University of North Carolina (UNC) logo

University of North Carolina (UNC)

Status

Completed

Conditions

Emergencies

Treatments

Other: 2-3 day return appointment

Study type

Interventional

Funder types

Other

Identifiers

NCT01769495
DE 6366-SP

Details and patient eligibility

About

Our hypothesis is that a rapid follow up for elderly patients in a Geriatric Clinic discharged from the Emergency Department (ED) will have fewer unplanned return ED visits and fewer unplanned hospital admissions with no attendant increase in mortality.
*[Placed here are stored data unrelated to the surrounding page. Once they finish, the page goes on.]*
PR #114, opened 2019-04-05
Tag: Use commit date instead of current date

torsava:
This will mean the tags will be reproducible, which will be less confusing to the users.

Follows PR #113.

### DIFF
--- a/tag.sh
+++ b/tag.sh
@@ -15,7 +15,8 @@ for dir in ${VERSIONS}; do
   IMAGE_ID=$(cat .image-id)
   name=$(docker inspect -f "{{.Config.Labels.name}}" $IMAGE_ID)
   version=$(docker inspect -f "{{.Config.Labels.version}}" $IMAGE_ID)
-  date_and_hash="$(date +%Y%m%d)-$(git rev-parse --short HEAD)"
+  commit_date=$(git show -s HEAD --format=%cd --date=short | sed 's/-//g')
+  date_and_hash="${commit_date}-$(git rev-parse --short HEAD)"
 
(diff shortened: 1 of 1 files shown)


tag.sh
```diff
@@ -15,7 +15,8 @@ for dir in ${VERSIONS}; do
   IMAGE_ID=$(cat .image-id)
   name=$(docker inspect -f "{{.Config.Labels.name}}" $IMAGE_ID)
   version=$(docker inspect -f "{{.Config.Labels.version}}" $IMAGE_ID)
-  date_and_hash="$(date +%Y%m%d)-$(git rev-parse --short HEAD)"
+  commit_date=$(git show HEAD --format=%cd --date=short | sed 's/-//g')
```
praiskup: to not have the diff in $commit_date, I need to add --quiet (at least git 2.20.1)

praiskup:
I'm +1 personally.

tag.sh
torsava: Ah, I was doing it on a diff-less commit, hence I didn't catch it :)

I can't find a `--quiet` option for `git show`, but it appears `-s` is the appropriate flag. Amending.

praiskup: looks fine now, thanks

torsava:
@praiskup I don't see any opposition, so I'd propose we merge this.

praiskup:
@pkubatrh can we merge this?

pkubatrh:
I am on the fence regarding which approach is better but since you are both in favour I will not stall this. Its probably just a corner case anyway.

Merging, thanks!

PR #115, opened 2019-04-19
Add support for ARCH parameter

zregvart:
Adds support for `ARCH` parameter which is passed to docker build as a `TARGETARCH` argument.

### DIFF
--- a/common.mk
+++ b/common.mk
@@ -59,7 +59,8 @@ script_env = \
 	CLEAN_AFTER=$(CLEAN_AFTER)                      \
 	DOCKER_BUILD_CONTEXT=$(DOCKER_BUILD_CONTEXT)    \
 	OPENSHIFT_NAMESPACES="$(OPENSHIFT_NAMESPACES)"  \
-	CUSTOM_REPO="$(CUSTOM_REPO)"
+	CUSTOM_REPO="$(CUSTOM_REPO)"                    \
+    ARCH="$(ARCH)"
 
 # TODO: switch to 'build: build-all' once parallel builds are relatively safe
 .PHONY: build build-serial build-all
--- a/build.sh
+++ b/build.sh
@@ -13,6 +13,7 @@ script_dir=$(dirname "$script_name")
 
 OS=${1-$OS}
 VERSION=${2-$VERSION}
+ARCH="${3-$ARCH}"
 
 DOCKERFILE_PATH=""
 
@@ -106,6 +107,9 @@ function docker_build_with_version {
     else
       echo "ERROR: file type not known: $CUSTOM_REPO" >&2
     fi
+  fi
+  if [ ! -z "$ARCH" ]; then
+    BUILD_OPTIONS+=" --build-arg TARGETARCH=$ARCH/"
   fi
 
   parse_output 'docker build '"$BUILD_OPTIONS"' -f "$dockerfile" "${DOCKER_BUILD_CONTEXT}"' \


pkubatrh:
Hi @zregvart , thanks for the PR.

Can you provide more info what this would be useful for? From what I can tell the build argument added by your patch is not used anywhere.

zregvart:
@pkubatrh as it currently stands there is no way to build images for different architectures (say ARM64v8) other than changing the base image, this is passing a parameter so in the next PR like the one we did in https://github.com/Project31/s2i-base-container/pull/1 we can build images for other architectures.

I've written about this to the `sclorg@redhat.com` mailing list, I don't think the e-mail got through there seems to be mandatory moderation setup.

pkubatrh:
Ah right, so the build argument is a means to provide a different namespace for the base image? I do not think this is something that would be useful upstream, sounds more like a change you would use in a fork (like you already have).

@hhorak WDYT? Also ping re: ML moderation issue mentioned above.

praiskup:
[test]

common.mk
```diff
@@ -59,7 +59,8 @@ script_env = \
 	CLEAN_AFTER=$(CLEAN_AFTER)                      \
 	DOCKER_BUILD_CONTEXT=$(DOCKER_BUILD_CONTEXT)    \
 	OPENSHIFT_NAMESPACES="$(OPENSHIFT_NAMESPACES)"  \
-	CUSTOM_REPO="$(CUSTOM_REPO)"
+	CUSTOM_REPO="$(CUSTOM_REPO)"                    \
+    ARCH="$(ARCH)"
```
praiskup: Tiny: indent.

hhorak:
> @hhorak WDYT? Also ping re: ML moderation issue mentioned above.

non-member contributions are approved by hand, I've done it now, sorry for delay.

hhorak:
It looks like this PR is motivated by the way how the containers are built -- in our case (OSBS), we can use the same image names and thus even FROM argument for all arguments. I'm not sure how this will work for container built in CentOS Container pipeline, but I agree with @pkubatrh that it does not look very generic (suitable for this upstream).

pkubatrh:
I am wondering... What is the reason you need to use the `$ARCH/` namespace in the `FROM` command? Afaict `docker.io/centos` and `docker.io/arm64v8/centos` are the same image on an aarch64 machine.

zregvart:
@pkubatrh as far as I know there is no way to tell Docker which architecture the image is built for and which image to use from the manifest is dependant of the architecture of the machine the build is running on. So in order to force the build of an image for an architecture different from the architecture of the machine the image is built on we need to point to a specific image.

We can build ARM images on x86 machines [by using QEMU](https://medium.com/@kurt.stam/building-aarch64-arm-containers-on-dockerhub-d2d7c975215c).

pkubatrh:
@zregvart Thanks for the info, did not think about the use case of building the arm images in QEMU. 

I would rather not make any changes to the existing Dockerfiles, especially some that could affect the tooling we are currently using (OSBS, CCCP, CWT, ...). I also vaguely remember there being some issues with build args in regards to the use of build cache last I experimented with them.

How about generating arch-specific Dockerfiles on demand? If you only need the `FROM` image's namespace to change it would be pretty easy to implement and I would be ok with that as long as the default behaviour does not change and the changes are limited to this repository (aside from submodule rebases of course).

Still, I think this is more of a feature that would be better suited for a fork, or maybe for the build tools themselves (docker/podman)?

pkubatrh:
After a quick search a similar use case seems to be already tracked for buildah so you might want to join the discussion:
https://github.com/containers/buildah/issues/1590

zregvart:
Moving this to the image build tooling makes perfect sense to me. This was really a way to get this done at the point when `buildx` wasn't available. I can see how this can complicate maintenance by affecting tooling taking this as input.
I'll close this and watch the space around `buildx` and suport in buildah on the issue you mentioned. Thank you for considering this.

PR #117, opened 2019-07-16
test CI

kubco2:


kubco2:
[test]

pkubatrh:
rhel8 tests failing because of docker_squash use (which should not be used on rhel8). Will have to take a look at the state of https://github.com/containers/python-podman for rhel8 implementation.

For now we could probably just disable squash tests on rhel8?

phracek:
The test fails from the reason
```bash
VERSIONS="1.5" SKIP_SQUASH=1 UPDATE_BASE=1 OS=rhel8 CLEAN_AFTER= DOCKER_BUILD_CONTEXT=. OPENSHIFT_NAMESPACES="" CUSTOM_REPO="" TEST_MODE=true /usr/bin/env bash common/test.sh
common/test.sh: line 19: test/run: No such file or directory
make: *** [common/common.mk:89: test] Error 127
Build step 'Execute shell' marked build as failure
```

In this git repository, there is no file called `test/run` like here https://github.com/sclorg/s2i-python-container/tree/master/test

Issue #13, opened 2016-08-30
[Repo, Build] Move all SCSS to top-level scss/ folder, have build step copy it in


yozlet:
Part of overall `assets` cleanup. (#8)

At the end of this we should be able to remove the `assets/css/` folder from the repo, _but_ we'll need to check that the `scss` build step creates it and the `vendor` subfolder (for #12) when copying files over.

Issue #12, opened 2016-08-30
[Repo, Build] Remove prism.css from repo


yozlet:
Part of overall `assets` cleanup. (#8)

`git rm assets/css/vendor/prism.css` ~~then have it copied there by the `gulp sass` task~~ (no longer needed, see below).

yozlet:
It appears that all the Prism styles are now defined in `styleguide.scss` so the `prism.css` file isn't needed any more.

Issue #8, opened 2016-08-25
[Repo] Remove assets folder from the repo, only have it created by the build process


yozlet:
## Description

Everything in the `assets/` folder should be there as a result of the build process, not because it's been committed there. All assets that belong to the docs (as opposed to those from a vendor/module, including the `uswds` package) should start in a separate folder (e.g. `src/`).

- [x] Remove images
  - [x] Remove all USWDS package images (unfortunately, they're mixed in with the docs images) (#9)
  - [x] Move all docs images to `src/images/`, have build step copy them in (#10)
  - [ ] ~~Ideally, images copied from `uswds` should go to `assets/img/vendor/uswds/` (but this will require lots of doc changes - probably automatable. We may want to postpone this work to a later date.)~~ (Postponed, no longer part of this issue, but still in consideration at #11)
- [x] Remove styles
  - [x] Make sass build step copy `prism.css` from `node_modules/` (#12)
  - [x] Move all docs SCSS to `src/scss/`, have build step copy them in (#13)
- [x] Remove Javascript
  - [x] Make JS build step copy vendor JS from `node_modules/` (#14)
  - [x] Move all docs JS to `src/js/`, have build step target `assets/js/` for `styleguide.js` output (#15)
- [x] Remove `assets/` (#16)

rogeruiz:
This shouldn't be entirely necessary anymore @yozlet. PrismJS has been removed since it is now longer needed to generate `<markup>` code on the client. It gets built in `config/gulp/html.js` now.

yozlet:
@rogeruiz Interesting, somehow `config/gulp/html.js` didn't make it over to this new repo. `website.js` also seems to be missing, yet the site builds OK. (I probably don't fully understand what `website.js` is for.) Should I just copy them over? @juliaelman?

juliaelman:
@yozlet good questions and I have some answers! 🎉  Going to write this up here as a reference point on how the gulp tasks have been updated/changed from the original repo to this one.

`html.js` needs to be added in and will [be part of this work](https://github.com/18F/web-design-standards-docs/issues/6). These tasks are not in this repo b/c the addition of that `gulp` task was added *after* the initial implementation of this repo. Check out [this PR](https://github.com/18F/web-design-standards/pull/1370) for that implementation.

[...]

PR #18, opened 2016-09-02
[Repo, Build] Move css assets

yozlet:
Implements #12 and #13 as part of #8. Note that instead of being copied in, `prism.css` is just removed.


juliaelman:
LGTM! 🎉

Issue #15, opened 2016-08-30
[Repo, Build] Move all custom JS to top-level js folder


yozlet:
Part of overall `assets` cleanup. (#8)

Also tweak `config/gulp/javascript.js`: change

    entries: 'assets/js/start.js'

to 

    entries: 'js/start.js',

Issue #14, opened 2016-08-30
[Repo, Build] Remove vendor JS, have it copied from node_modules by build step


yozlet:
Part of overall `assets` cleanup. (#8)

At present the only vendor JS needed is jQuery. ~~(Prism can just go, as the syntax highlighting work is now done during the build, in `config/gulp/html.js`.)~~ (Prism's still needed until #6 is complete)

PR #19, opened 2016-09-02
[Repo, Build] Move js assets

Patients 75 years of age and older will be randomized following discharge from the ED into two groups. The first will receive standard post ED care. The second will receive an appointment to our Geriatric Clinic within 2-3 days for stabilization, further treatment and contact with the patient's primary physician to communicate the course of the patient's illness and to schedule subsequent follow-up with the patients regular medical provider.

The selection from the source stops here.